Jeff Atwood recently commented on a great video by to James Bach’s presentation at Google on how to be a Software Testing Expert. It’s fantastic – because it’s more about being an expert in your life then doing software testing. Read it, or watch it. To quote Atwood:
“What I love about James Bach’s presentation is how he spends the entire first half of it questioning and deconstructing everything — his field, his expertise, his own reputation and credentials, even! And then, only then, he cautiously, slowly builds it back up through a process of continual learning…
It starts with questioning everything, most of all yourself.
So if you want to be an expert in practice rather than in name only, take a page from Steve McQueen’s book. Don’t be the guy telling everyone what to do. Be the guy asking all the questions.”
This is good stuff. I can see my own evolution as a game developer in this, and I can tell by the questions I ask that I am a game developer first and an AI programmer second. I want to know comprehend design and marketing and production and animation. I hang out with those guys. I ask them questions. I get all up in their workflows every chance I can. I can’t stop talking about game development – I spent 3 hours last night on the phone debating how agile is agile enough. Questioning the context, questioning the reasoning, questioning the biases, questioning the implications. And then knowing I still don’t know enough, and we’re going to have to meet and talk again in a few weeks.
We have expert players too, and designs that succeed because they specifically try and create expertness. Most commercial games are mindless games – entertainment that is meant to divert, casually distract, immerse. I mean mindless in a desirable sense, a good sense. You’re still learning and using skills, but you’re also giving your brain a rest. Think television. RPGs, story games, adventures, Solitaire. And then there are mastery games. Games that push for complete and utter focus, attention, study, and skill. Games of such depth that they compel you to learn or stop playing. Starcraft, Street Fighter, Dynasty Tactics, Guitar Hero, Chess, Poker, Go, even Pac-Man.

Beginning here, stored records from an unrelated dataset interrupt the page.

PR #486, opened 2022-01-24
tests(opinions): Add Testing method for extract from text

flooie:
Add testing for extract_from_text

The test requires a test file for any module with extract from text implemented.

Its similar to our regular testing infrastructure.  In this case though its one test 
input for each entry in the compare json file.


tests/local/test_ScraperExtractFromTextTest.py
```diff
@@ -0,0 +1,68 @@
...
+class ScraperExtractFromText(unittest.TestCase):
+    """Adds specific tests to specific courts that are more-easily tested
+    without a full integration test.
+    """
+
+    def run_tests_on_module_str(self, module_str: str) -> List[str]:
+        """Finds all the $module_example* files and tests them with the sample
+        scraper.
+        """
+        return build_module_list(module_str)
```
mlissner, line 19: If this is just a wrapper for a one-liner, why bother with it at all?

tests/local/test_ScraperExtractFromTextTest.py
```diff
@@ -0,0 +1,68 @@
...
+                pass
+
+            module_parts = module_string.split(".")
+            example_path = os.path.join(
+                "tests",
+                "examples",
+                module_parts[1],
+                "united_states",
+                module_parts[-1],
+            )
```
mlissner, line 47: You should start leaning towards using `Pathlib` for this kind of stuff. The above would be something like:

```suggestion
            example_path = Path("tests") / "examples" / module_parts[1] / "united_states" / module_parts[-1]
```

(Of course, Black will have something to say about this, and I admit it's not the biggest improvement, so no biggie if you want to just ignore this, but at this point I don't think there are many [any?] good reasons for using `os.path.join`)

tests/local/test_ScraperExtractFromTextTest.py
```diff
@@ -0,0 +1,68 @@
...
+            # Run the compare file for any module (non-backscraper) that has extract_from_text implemented.
+            with open(f"{example_path}_extract_from_text.compare.json") as f:
+                answers = json.load(f)
+
+            sorted_paths = sorted(
+                glob(f"{example_path}_extract_from_text*.txt")
```
mlissner, line 53: Probably should throw this in a variable so you don't have to run the same code a second time a few lines down.

tests/local/test_ScraperExtractFromTextTest.py
```diff
@@ -0,0 +1,68 @@
...
+            )
+
+            self.assertEqual(
+                len(sorted_paths),
+                len(answers),
+                msg=f"Missing test files for extract_from_text in {module_parts[-1]}",
+            )
+
+            for file in sorted(glob(f"{example_path}_extract_from_text*.txt")):
+                s = site.extract_from_text(open(file).read())
```
mlissner, line 63: Recommend context handler here (`with open(file) as f...`)

tests/local/test_ScraperExtractFromTextTest.py
```diff
@@ -0,0 +1,68 @@
...
+
+            sorted_paths = sorted(
+                glob(f"{example_path}_extract_from_text*.txt")
+            )
+
+            self.assertEqual(
+                len(sorted_paths),
+                len(answers),
+                msg=f"Missing test files for extract_from_text in {module_parts[-1]}",
+            )
```
mlissner, line 60: it's a little unusual to have one answers file and multiple test files. There a reason to do this differently than elsewhere?

tests/local/test_ScraperExtractFromTextTest.py
```diff
@@ -0,0 +1,68 @@
...
+        for module_string in module_strings:
+            if "backscraper" in module_string:
+                continue
+            package, module = module_string.rsplit(".", 1)
+            mod = __import__(
+                f"{package}.{module}", globals(), locals(), [module]
+            )
+            site = mod.Site()
+            try:
+                if site.extract_from_text("This is a test.") == {}:
```
mlissner, line 34: Unless I'm mistaken, wouldn't the `extract_from_text` method return an empty dict if, say, it didn't find the text it was looking for — for example, if the fixture was no good? 

Assuming that's the case, would it make sense to actually check if the method is overridden (instead of based on its outputs)? I [think](https://stackoverflow.com/a/44914111/64911) you can do so with something like:

```
if Site.extract_from_text == OpinionSite.extract_from-text:
    # not overridden
    continue
```

tests/examples/opinions/united_states/bia_extract_from_text_2.txt
```diff
@@ -0,0 +1,41 @@
+Cite as 27 I&N Dec. 48 (BIA 2017) Interim Decision #3894
```
mlissner, line 1: These fixtures are big. Can you winnow them down to just the relevant parts?

juriscraper/opinions/united_states/administrative_agency/bia.py
```diff
@@ -118,7 +118,7 @@ def extract_from_text(self, scraped_text: str) -> Dict[str, Any]:
         date = re.findall(
             r"Decided (by (Acting\s)?Attorney General )?(.*\d{4})",
             scraped_text,
-        )[0][1]
+        )[0][-1]
```
mlissner, line 121: Um? This is a bit sus, no?

mlissner (changes requested):
More comments than you probably expected, but the design is sound and looks about like what I'd expect. Just some quibbles about the details, mostly.

tests/examples/opinions/united_states/bia_extract_from_text_2.txt
flooie: yes

tests/local/test_ScraperExtractFromTextTest.py
mlissner: Oh, and sorry, one other thing, if it's the case that it *is* overridden, I don't think I see how we enforce that there are tests. Could we also assert that the number of test cases is greater than zero if the method is overridden?

tests/examples/opinions/united_states/bia_extract_from_text_2.txt
flooie: Im always somewhat concerned that a fixture or regex pattern might be thrown off by a large PDF document, so I always make them larger as proof but I understand that they are large.  If we are shrinking them then I think it might be smarter to just figure a different way to do this.

juriscraper/opinions/united_states/administrative_agency/bia.py
flooie: suspect?  ... 

Making the test let me find a bug in my regex pattern.  I was trying to sneak in the fix for BIA

tests/local/test_ScraperExtractFromTextTest.py
flooie: No.  It wouldn't return {}.  

In the BIA context if it didn't it would return. Either NONE because it failed or return the following dict where date_filed would be incorrect I think.  Either way an empty {} is not what would be returned.  

```
metadata = {
            "OpinionCluster": {
                "date_filed": date_filed,
                "date_filed_is_approximate": False,
            },
        }
```

tests/local/test_ScraperExtractFromTextTest.py
flooie: Mostly modeling from other tests

mlissner: Uh oh, that probably means past-Mike wrote those tests, huh? He's the worst.

juriscraper/opinions/united_states/administrative_agency/bia.py
mlissner: Sus == suspect. Gotta hang with the kids, Bill!

Fix makes sense. Glad to see the new test working!

tests/examples/opinions/united_states/bia_extract_from_text_2.txt
mlissner: Not a strong feeling here. I appreciate small ones because they focus my attention on what they're trying to test, rather than the gazillion other things (and they keep repos small, etc). But really, just a slight preference here. Maybe I shouldn't care.

tests/local/test_ScraperExtractFromTextTest.py
```diff
@@ -0,0 +1,68 @@
...
+                    continue
+            except:
```
mlissner, line 36: This shouldn't be so broad, BTW. Just noticed.

tests/local/test_ScraperExtractFromTextTest.py
mlissner: OK, so I'm confused what this try/if/except block is doing, in that case, sorry?

tests/local/test_ScraperExtractFromTextTest.py
flooie: broad?

tests/local/test_ScraperExtractFromTextTest.py
flooie: If I pass in a random string.  if we haven't implemented it -... its going to return `{}`. so skip.  But if we have implemented it ... its going to crash.

tests/local/test_ScraperExtractFromTextTest.py
flooie: fair enough... ill drop this

tests/examples/opinions/united_states/bia_extract_from_text_2.txt
flooie: √

flooie:
@mlissner I changed the tests completely.  I dropped the testing files, I think it doesn't make sense (in hindsight) to do it in the same way as the rest of the opinion tests.  It muddies it up too much.  Instead I have two tests. One that validates that every implemented extract from text is in fact tested.  And the other to do the tests.

juriscraper/opinions/united_states/administrative_agency/bia.py
flooie: oh dont worry my wife brings home the lingo from the kids

mlissner:
Thank you.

Mindless games have specific characteristics, different goals that we’ve been optimizing towards these past years. “Hours of play”, not getting stuck, detailed environments, detailed stories, broad interlocking mechanics, many modes or styles of play. Mastery games optimize differently. Short, replayable matches, a high degree of challenge, deep mechanics that require study, one mode to focus on, physical or mental skills that reqiure training to perfect, a “game arc” of early, mid, and late game, and a stable rules set, sometimes with subtle variations to keep the high level play interesting, frequently multiplayer. Games that sweep your mind clear, demand utter focus and flow, and leave you asking questions when you’re finished.
Mastery games are our training of experts, our targeting and study of what an expert means.
The study of these differences and the study of why these differences exist, is fascinating design. Compelling are the borderline cases – is Left 4 Dead a Mindless game or a Mastery game? (Post your answer in the comments!) Speed runs are clearly mastery games. Are they still playing the same game everyone else did? Is the initial playthrough of a game ever for mastery?
See, I’m doing it again. Keep asking the questions. Be an expert at what you love.